Why a bigger Powerball jackpot is actually the worst time to buy a ticket

The Powerball lottery jackpot is swelling to $750 million and people are lining up to buy tickets before Wednesday night’s drawing.

Is that a good idea? Math says no.

Crunching historical lottery data reveals that buying a lottery ticket when the jackpot is at newsworthy amounts is not a smart move, partly due to an often-overlooked factor: the odds of having to split the jackpot.

Gamblers and mathematicians look at ‘expected value’

When the jackpot grows to a noteworthy size, ticket sales tend to increase exponentially — a phenomenon well documented by computer scientist Jeremy Elson. As more and more people buy tickets, the probability of seeing the jackpot split among multiple winners also grows. And that can have a huge factor on the overall expected value of any given lottery ticket.

As advertised jackpots increase in size, ticket sales generally increase exponentially, as seen here with historical Powerball data.
As advertised jackpots increase in size, ticket sales generally increase exponentially, as seen here with historical Powerball data.

When gamblers and statisticians weigh whether or not a bet is worth the gamble, they look at what’s called expected value. In a simple bet, it’s usually calculated by multiplying the probability of winning a bet by the payout. For example, the expected value of a $1 payout on a heads-up coin flip would be calculated as .50 times $1, or 50 cents.

So a rational gambler would be willing to bet up to 50 cents for a gamble with those parameters. Gambling more than 50 cents would be a losing proposition, over time.

Of course, when it comes to the lottery, the odds of winning are a lot worse than a coin flip.
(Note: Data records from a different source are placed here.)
PR #1009, opened 2025-06-09
Refactor: Migrating from RocketChat SDK to DDPSDK of Rocket.Chat

devanshkansagra:
# Proposed changes

This Pull Request updates the EmbeddedChat API and EmbeddedChat Auth to use the new DDPSDK of RocketChat instead of the Rocket.Chat SDK.

Fixes: N/A

## PR Test Details

**Note**: The PR will be ready for live testing at https://rocketchat.github.io/EmbeddedChat/pulls/pr-1009 after approval. Contributors are requested to replace `<pr_number>` with the actual PR number.

PR #1033, opened 2025-12-05
fixing messages not being rendered inside threads

### LINKED ISSUE #1032: FIX : Threads messages fetching endpoint populated with unnecessary parameters.
### Description:

When a user decides to convert a message to a thread for more discussions on the topic, messages are being saved which are sent in the thread but when tried to fetch the thread messages, backend throws an error which says that there were extra unnecessary parameters included in the API endpoint URL.

### Steps to reproduce:

1. Go to Embedded chat.
2. Type a message and click on the threads option.
3. Enter a message in the thread.
4. Now try to go back and come back to this thread.
5. When you check the network section, you can see the backend throws the error as a result of which the messages sent in the threads are not shown to the end user.

### Expected behavior:

The threads messages should render correctly.

### Actual behavior:

Currently we are hitting the right endpoint but with an extra query parameter which is causing the issue as show in the below snip shot.

Image

https://github.com/user-attachments/assets/90d7b384-9519-48a8-9496-24198c30ea29

Endpoint being hit:

`http://localhost:3000/api/v1/chat.getThreadMessages?roomId=GENERAL&tmid=ec_5ee90c109e3f4b03b`
Based on the Rocket.chat code, there is no necessity of the roomId in the query parameter.

Pratheek555:
# Brief Title

Fixing the unnecessary query parameters for the getThreadMessages endpoint which is used to fetch the messages of  respective threads.

Fixes #1032 

## Video/Screenshots
image

Note: The PR will be ready for live testing at https://rocketchat.github.io/EmbeddedChat/pulls/pr-1033 after approval. Contributors are requested to replace <pr_number> with the actual PR number.

### DIFF
--- a/packages/api/src/EmbeddedChatApi.ts
+++ b/packages/api/src/EmbeddedChatApi.ts
@@ -632,7 +632,7 @@ export default class EmbeddedChatApi {
     try {
       const { userId, authToken } = (await this.auth.getCurrentUser()) || {};
       const messages = await fetch(
-        `${this.host}/api/v1/chat.getThreadMessages?roomId=$tmid=${tmid}`,
+        `${this.host}/api/v1/chat.getThreadMessages?tmid=${tmid}`,
         {
           headers: {
             "Content-Type": "application/json",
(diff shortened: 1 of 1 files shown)


Spiral-Memory:
Thanks for consistently fixing bugs as Rocket.Chat new API evolves. Everything was working before, but it seems the recent changes in the API might be causing these issues. It might be a good idea to create a main issue to update it in line with Rocket.Chat’s APIs and include Rocket.Chat DDP, as shown in this PR: https://github.com/RocketChat/EmbeddedChat/pull/1009

Spiral-Memory (approved):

The probability of winning a Powerball jackpot is roughly 1 in 292 million, compared with about 1 in 303 million for Mega Millions. That probability is constant no matter how many tickets are sold, as are the adjustments that need to be made to account for taxes and converting the advertised annuity jackpot to a lump-sum dollar amount.

‘Must-play’ events are everything but that

And the fact that the probability of splitting a jackpot hinges on how many tickets are sold means that the expected value of a lottery ticket tends to decline as jackpots approach record amounts.

In fact, according to Elson, the expected value for lottery tickets tend to peak when jackpots hit large amounts — just not so large that they become “must-play” events.

The expected value of a lottery ticket, including non-jackpot prizes, tends to peak with large, but non-record jackpots, according to historical lottery data.
The expected value of a lottery ticket, including non-jackpot prizes, tends to peak with large, but non-record jackpots, according to historical lottery data.

That being said, people generally don’t buy a lottery ticket based on expected values, seeing as the $2 cost of a lottery ticket is almost always more than the expected value (the house basically always wins). But that does beg the question: Why, then, are millions of people buying tickets?

Behavioral economists generally echo the establishment work from researchers Daniel Kahneman and Amos Tversky, who originally pointed out that humans have a tendency to overestimate low-probability events, such as the roughly 1 in 300 million odds of hitting a lottery jackpot.